My little guy loves his raw chicken wings that he gets a couple of times a week but he doesn't seem to be eating much of the bone. He strips the meat off and this usually involves crunching the joints at each end to get the meat off but I'm usually left with most of the bone discarded (or he hides it somewhere). Shouldn't he be eating the bone too? My little girl is only 13 weeks so she just gets the wing tips but she crunches the whole lot up like a champ. Is he just lazy and taking the easy road by just eating the meat? Not sure if I will ever get him to be on a 100% raw diet if he won't eat bones


----------



## Brodysmom (Jan 8, 2009)

Bones are just 10% of the diet. 10 cents on a dollar. Not very much. Having said that, YES, bones are an essential part of the raw diet. 

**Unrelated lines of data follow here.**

PR #575, opened 2021-03-29
Update ParseqBasedCompletionStage to get task from instances of same class for completionStage composition

junchuanwang:
Previously we just treat another ParseqBasedCompletionStage as a competionStage and convert it into a task.

The idea of the change now is to try to add tasks from different ParseqBasedCompletionStage into same plan by best effort and the trace/task from previous ParseqBasedCompletionStage is reused.


restli-client/src/main/java/com/linkedin/restli/client/ParSeqBasedCompletionStageFactory.java
```diff
@@ -60,15 +60,39 @@ private void checkEngine()
...
   public ParSeqBasedCompletionStage<T> buildStageFromTask(Task<T> task)
   {
     checkEngine();
     return new ParSeqBasedCompletionStage<T>(_engine, _asyncExecutor,task);
   }
 
+  /**
+   * Convenient method to create a {@link ParSeqBasedCompletionStage} with a {@link Task} has not started.
+   *
+   * Will build {@link ParSeqBasedCompletionStage} by using a {@link Task} that has not started running, which will
```
karthikbalasub, line 75: This line is repeating same statement as above. Can we merge them?

restli-client/src/main/java/com/linkedin/restli/client/ParSeqBasedCompletionStageFactory.java
```diff
@@ -60,15 +60,39 @@ private void checkEngine()
...
+   *    be run by the engine provided in this factory.
+   *
+   *
+   *  Note0: In {@link ParSeqBasedCompletionStage}, all {@link Task} used was assumed to have started running and will
+   *         produce a value in the future.
+   *  Note1: Use {@link ParSeqBasedCompletionStage##buildStageFromTask(Task)} if the Task has started
+   *  Note2: Difference between this method and {@link ParSeqBasedCompletionStage##buildStageFromCompletionStage(CompletionStage)}
+   *         :If {@link Task} produces an exception, this method will have the very exception, while {@link ##buildStageFromCompletionStage(CompletionStage)}
```
karthikbalasub, line 83: have the same exception

karthikbalasub (approved):

restli-client/src/test/java/com/linkedin/restli/client/TestParSeqBasedCompletionStage.java
```diff
@@ -1302,6 +1325,75 @@ public void testWhenCompleteAsync() throws Exception
     assertTrue(waitLatch.await(1000, TimeUnit.MILLISECONDS));
   }
 
+  private void testWithcomposableApi(CompletionStage stage, List<CountDownLatch> latches) throws Exception {
```
BrianPin, line 1328: composable to Composable?

restli-client/src/test/java/com/linkedin/restli/client/TestParSeqBasedCompletionStage.java
```diff
@@ -1302,6 +1325,75 @@ public void testWhenCompleteAsync() throws Exception
...
+    if (latches == null)
+    {
+      // synchronization not needed, then wait blockingly
+      finish(completionStage.thenCompose(r -> stage).thenAccept(consumer));
+      verify(consumer, times(1)).accept(TESTVALUE2);
+    }
+    else
+    {
+      new Thread(() ->{
+        try {
```
BrianPin, line 1340: although it is tiny, but the code format seems a little bit inconsistent.
for line 1338, it is a bracket in new line, but in line 1339 1340 it is bracket in same line

restli-client/src/main/java/com/linkedin/restli/client/ParSeqBasedCompletionStage.java
```diff
@@ -561,10 +561,27 @@
...
     return _task;
   }
+
+  /**
+   * Special treatment to ParSeqBasedCompletionStage
+   * Note that there is no assumption that generated Task has been started
+   * The code which uses this method should consider that
+   */
+  @SuppressWarnings({"unchecked"})
+  protected <U> Task<U> getOrGenerateTaskFromStage(CompletionStage<? extends U> stage)
```
BrianPin, line 575: Just a 2$, maybe I am just being naive.
Here is what I think, can we give flexibility to user in terms of what they want in the condition of the `else` part?
I am assuming this function here is act very similar to what we usually see in other frameworks: `getOrElse`
Just as this example https://medium.com/@Shehaaz/scala-options-explained-11d25fd67268 

Just to verify my understanding here, this `getOrGenerateTaskFromStage`  functionis trying to get a `Task` from a `CompletionStage`, but if it is not Parseq CompletionStage, then we generate a `Task` from whatever stage it is.

So I was thinking maybe we could let the caller provide a default Task?

BrianPin: We can name it like `getTaskOrElse`, and the function argument can take a default `Task` from user's input?

restli-client/src/main/java/com/linkedin/restli/client/ParSeqBasedCompletionStage.java
```diff
@@ -561,10 +561,27 @@
...
-  Task<T> getTask()
+  protected Task<T> getTask()
   {
     return _task;
   }
+
+  /**
+   * Special treatment to ParSeqBasedCompletionStage
+   * Note that there is no assumption that generated Task has been started
+   * The code which uses this method should consider that
```
BrianPin, line 572: Hope to have a clarity here, if it is a Task from `ParseqBasedCompletionStage` it is not guaranteed it is not started yet, but for the default generated task from the any other stage, is it still not guaranteed it may or may not started yet?

restli-client/src/main/java/com/linkedin/restli/client/ParSeqBasedCompletionStage.java
junchuanwang: no, as the name suggest, "getOrGenerate", there is no "else" (since else means generate).

restli-client/src/main/java/com/linkedin/restli/client/ParSeqBasedCompletionStage.java
junchuanwang: > is it still not guaranteed it may or may not started yet?
no guarantee, that is correct. But if from other stage, most likely they have started (they are probably called by `##ensureFuture` during transition of stages).

Also don't worry about they don't get started, just call `##ensureFuture` again.

But I also mentioned somewhere in the ParseqBasedCompletionStageFactory, if one build ParSeqBasedCompletionStage using a task,  one should be careful about starting that task himself, that is because the input task usually need some special treatment.

So to conclude, usually we should try to keep consistent to think that task in ParSeqBasedCompletionStage have all started, if not certain, should call `##ensureFuture`

restli-client/src/test/java/com/linkedin/restli/client/TestParSeqBasedCompletionStage.java
junchuanwang: resolved

restli-client/src/main/java/com/linkedin/restli/client/ParSeqBasedCompletionStageFactory.java
junchuanwang: change. But "very" is also an adjective...

PR #580, opened 2021-03-31
FluentAPI implementation for action set and action methods

junchuanwang:
(1) Added action sets and action methods
(2) cleanred param class display a little bit.
(3) Basic tetss

Now the action methods have two sets of API
(1) Generic one:
`action(Function<ActionParamClass, ActionParamClass> paramProvider)`
(2) If the action method has required params. 
`action(...requiredParam..., Function<ActionOptionalParamClass, ActionOptionalParamClass> optionalParamProvider)`


restli-client/src/main/java/com/linkedin/restli/client/util/FluentClientUtils.java
```diff
@@ -61,4 +66,22 @@ private FluentClientUtils()
     }
     return input;
   }
+
+  public static Map<FieldDef<?>, Object> buildReadOnlyActionParameters(Map<FieldDef<?>, Object> actionParams)
+  {
+    return ActionRequestBuilder.buildReadOnlyActionParameters(actionParams);
```
karthikbalasub, line 72: We haven't been building readonly parameters in the fluent client. Since we don't create an intermediate request builder, there is really no need to build them.

restli-int-test/src/test/java/com/linkedin/restli/examples/TestGreetingsClient.java
```diff
@@ -338,6 +338,7 @@ public void testUpdateToneAction(RootBuilderWrapper<Long, Greeting> builders) th
             .setActionParam("DelOld", false)
             .build();
     ResponseFuture<Greeting> responseFuture = getClient().sendRequest(request);
+//    Response resp = responseFuture.getResponse();
```
karthikbalasub, line 341: revert

restli-tools/src/main/java/com/linkedin/restli/tools/clientgen/fluentspec/BaseResourceSpec.java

Have you tried smashing the wing with a hammer? Sometimes they need help getting started. You can also try other parts besides wings such as ribs or backs, or the keel bone (sternum) in a chicken breast. These are softer bones and easier to handle.


----------



## RavenclawPrefect (Oct 19, 2011)

Spacely will leave the bone if it is too difficult for him to crunch. I smash his chicken wing bones and now he eats them just fine. 

You may want to give cornish game hen a try rather than chicken, the bones are softer.


----------